Yeah if you have a working switcher I have no idea how you would get 9v on the 5v line. More importantly I'm not sure how a working power brick (or bad for that matter) would make a working switcher output high on the 5v line.

Yeah, it's an odd situation. The thread where someone else (and myself) posted this issue is here:

http://forums.arcade-museum.com/showthread.php?t=2882&highlight=tron+voltage+high

My assumption of needing a new block comes from cadillacman's quote in that thread of:

"my theory: if you have a bad isolation transformer(they usually make more voltage strange but true), and your tapped into ac power there, your feeding the switcher 130-140vac instead of 110, its gonna output more voltage too..

so i guess check your loaded ac power at the terminals of the switcher and report back"

I've tried two different switching power supplies (wired properly) to the same results.
 
I haven't had a chance to read the original thread (will do that next), but maybe you have a ground problem. It's floating and making your multimeter read +9V. Do other rails read properly?
 
I haven't had a chance to read the original thread (will do that next), but maybe you have a ground problem. It's floating and making your multimeter read +9V. Do other rails read properly?

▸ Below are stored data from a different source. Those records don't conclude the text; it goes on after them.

PR #417, opened 2022-12-31
IPVS Fullstate Implementation

daman1807:
# IPVS Fullstate Implementation

This implementation simply requests the creation of all the network objects required to program Kubernetes services data path for every callback, leverages diffstore to maintain the states of all the network components, and operates only on the changes returned by the diffstore.

## 1. Controller
Controller on initialization set sysctls for IPVS, creates dummy interface, initializes IPSets, writes required IPTable rules and most importantly handles the full state callback.
On processing full state controller interacts with **Managers** which acts as a proxy to the actual IPVS and IPSet resource creation.

- **addServiceEndpointsForClusterIP**
  The logic for programing a ClusterIP service
- **addServiceEndpointsForNodePort**
  The logic for programing a NodePort service
- **addServiceEndpointsForLoadBalancer**
  The logic for programing a LoadBalancer service
## 2. Managers
Manager leverages diffstore for storing all the resource manipulation operations (create virtual server, add destination, add entry to ipset) required to render the full state and only acts on the changes in the store.
- **ipvs**

  Resource definitions and methods for IPVS manipulation.
  IPVS manager holds virtual server and destination definitions
- **ipsets**

  Resource definitions and methods for IPSets manipulation.

  IPSets manager
- **iptables**

  Resource definitions and methods for IPTables manipulation.


mcluseau:
tldr: I'm worried about the NIH / duplication of pre-existing logic in kpng that's supposed to help backend writers. Be it unknown to the implementer even after pairing with @jayunit100 or not understood, I consider it as my failure by giving a model that's too split. As discussed with @astoycos a few weeks ago, it would be easier to just get rid of the sink layer and just push fullstate as the only way, and from here see if/where it fails at scale.

Examples:
- `gen.go`: it looks a lot like `kpng-backend-torture`
- storing the local model in the backend: it *is* what the fullstate sink does
- `patch.go` & related: it is what diffstore provides *if* you store your business objects in it instead of the local model

I'll take a deeper look now and probably send a PR to @daman1807's fork.

mcluseau:
@daman1807 take a look here https://github.com/mcluseau/kpng/blob/ipvs-fullstate/backends/ipvsfullstate/ipsets/ipsets.go as it is exactly what I wanted to show you.

The idea here is that you just push set entries in (using `AddEntry`). After processing the `Callback`'s input, you call `Done()`, get and apply the changes using `Created()` and `Deleted()` (giving you ipsets and entries). Since there's a logic of flushing sets, I allowed myself to do the fancy filtering of deleted entries at this level too.

The thing is really to thing about the actual system/low-level objects you want to manage, and use diffstore to know changes should be applied. The same idea can be seen in the nft backend here https://github.com/mcluseau/kpng/blob/ipvs-fullstate/backends/nft/nftable.go#L42

daman1807:
> The thing is really to thing about the actual system/low-level objects you want to manage, and use diffstore to know changes should be applied. The same idea can be seen in the nft backend here https://github.com/mcluseau/kpng/blob/ipvs-fullstate/backends/nft/nftable.go#L42

TBH, I realized this during my implementation and discussed it with @jayunit100 too.  We kept this thing for the second iteration. Should I change it in this iteration only?

mcluseau:
@daman1807 yes, the way with fullstate is 2 phases: (1) translate the local to system object definitiions (iterating other the given chan) and (2) apply changes to those catched by the diffstores, in the way that makes sense (what contains what, order constraints, etc).

If I may, I'd prefer to avoid doing this change in a second iteration for this 3rd (4th?) IPVS implementation.

daman1807:
@mcluseau got it. I will update my implementation then to adapt this behaviour.

jayunit100:
sgtm, I have no opinion on any of this :) as long as the actual IPVS tests *pass* and we use fullstate thats all i care about :) .  So... if we do the local model to system object definition thing here, or later, thats up to @daman1807 and @mcluseau !

jayunit100:
overall though, yeah, lets kill the sinks.  the indirection makes it super complicated  .  I dont think that should impact *this PR* though

mcluseau:
@jayunit100 killing the sink is definitely not the subject of this PR yes, it will take a bit of time because some (important) backends are using non-fullstate sinks (ie iptables).

mcluseau:
I agree, iptables is translated to nftables anyway (in the iptables tools or maybe even in the kernel, I didn't check), and using the nftables formalism (of the `nft` tool) gives a better control and more understandable rules.

astoycos:
So Let me preface this with the fact that I am not at all an nft or ipvs expert :) however, 

> Now, store.Updated() will return [ {A [A1 A2 A3]}  {B [B1 B2]} ] but for IPVS implementation we are only interested in A3 and B3. So I created two diffstores, one for services and one for endpoints, and created a structure ServiceEndpointsPatch to hold the difference, and associate related services and endpoints back together.
> In this example there will be two ServiceEndpointsPatchs [ {A [A3+]} ] and [ { B {B3-]} ].
Hiya @daman1807 This is great work, thanks so much for the documentation :) 

At a first glance it seems to me like data is flowing like so... 

kube api (incremental add/update/delete events) -> Proxystore (keeping fullstate) -> Watchstate (sending a partial diff) -> Kpng Sink -----GRPC encoding---> ipvs backend(reassemble diffs back into incremental events) -> program datapath rules  incrementally

Which shows what @mcluseau was talking about above with the reduplication of effort..... 

In a perfect world I think a backend should _try_ to be completely [level driven ](https://hackernoon.com/level-triggering-and-reconciliation-in-kubernetes-1f17fe30333d) which is [recommended by core k8s ](https://github.com/kubernetes/community/blob/master/contributors/devel/sig-api-machinery/controllers.md) HOWEVER this is easier said than done when interacting with APIs (iptables, nft, etc) which are incremental by design. 

At the end of the day if we could change the flow to be more like 

kube api (incremental add/update/delete events) -> Proxystore (keeping fullstate) -> Watchstate (sending explicitly which Services and/or endpoints require a re-sync for a given event) ----GRPC encoding---> ipvs backend (sync COMPLETE state for the relevan service+endpointslices) -> try and program datapath rules in an idempotent manner (again this will look different for various backends) 

_I tried to implement something like this in the ebpf backend_

I think it may be a bit less efficient but: 
- we'll only ever be re-syncing a few services at a time 
- With endpoint slices we will have a cap on the number of endpoints in a given sync cycle
- Being more level driven is much less fragile of a system i.e if for some reason we miss an increment we'll pick up the correct state on the next sync (assuming we're doing idempotent operations in the datapath operations). 

Ultimately IMO we want these backends to be a simple as possible, and for KPNG to provide infrastructure to make that possible.

daman1807:
Thank you @astoycos for the explanation! 
Everything makes much more sense now, I'll definitely go through the documentation/links you shared.

daman1807:
@mcluseau @astoycos @jayunit100 

I have updated the implementation, can you guys review it once?
Have also updated README, and PR Description.

backends/ipvsfullstate/common.go
```diff
@@ -0,0 +1,133 @@
...
+func getTimeoutForClientIPAffinity(service *localv1.Service) int32 {
+	affinity := getSessionAffinity(service.SessionAffinity)
+	if affinity.ClientIP != nil {
+		return affinity.ClientIP.ClientIP.TimeoutSeconds
+	}
+	return 0
+}
+
+// getVirtualServer returns virtual server for the given arguments.
+func getVirtualServer(ip string, service *localv1.Service, portMapping *localv1.PortMapping) *ipvs.VirtualServer {
```
jayunit100, line 75: in general can we replace `getX()` with "CreateX" or "NewX" ?

daman1807: sure, on it.

backends/ipvsfullstate/controller.go
```diff
@@ -0,0 +1,102 @@
...
+func (c *Controller) Callback(ch <-chan *client.ServiceEndpoints) {
+	// TODO do we need a lock here, can we offload the processing to a go routine ?
+	c.mu.Lock()
+	defer c.mu.Unlock()
+
+	// log time to process the callback
+	st := time.Now()
+	defer func() {
+		et := time.Now()
+		klog.V(3).Infof("took %.2f ms to sync", 1000*et.Sub(st).Seconds())
```
mcluseau, line 76: klog.V(3).Infof("took %v to sync", time.Since(st).Truncate(time.Millisecond)

daman1807:
@jayunit100 @mcluseau I have made the necessary changes, we can merge this now !

jayunit100:
I think we've poked at it enough that we can merge 

Worse case scenario we revert and someone can wrist slap me :)

/lgtm
/approve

You may be on to something. Thanks for the idea - will check that out next.
 
Yeah, it's an odd situation. The thread where someone else (and myself) posted this issue is here:

http://forums.arcade-museum.com/showthread.php?t=2882&highlight=tron+voltage+high

My assumption of needing a new block comes from cadillacman's quote in that thread of:

"my theory: if you have a bad isolation transformer(they usually make more voltage strange but true), and your tapped into ac power there, your feeding the switcher 130-140vac instead of 110, its gonna output more voltage too..

so i guess check your loaded ac power at the terminals of the switcher and report back"

I've tried two different switching power supplies (wired properly) to the same results.

Try wiring it somewhere else. Like on the marquee light wire? Is the monitor not powering up too?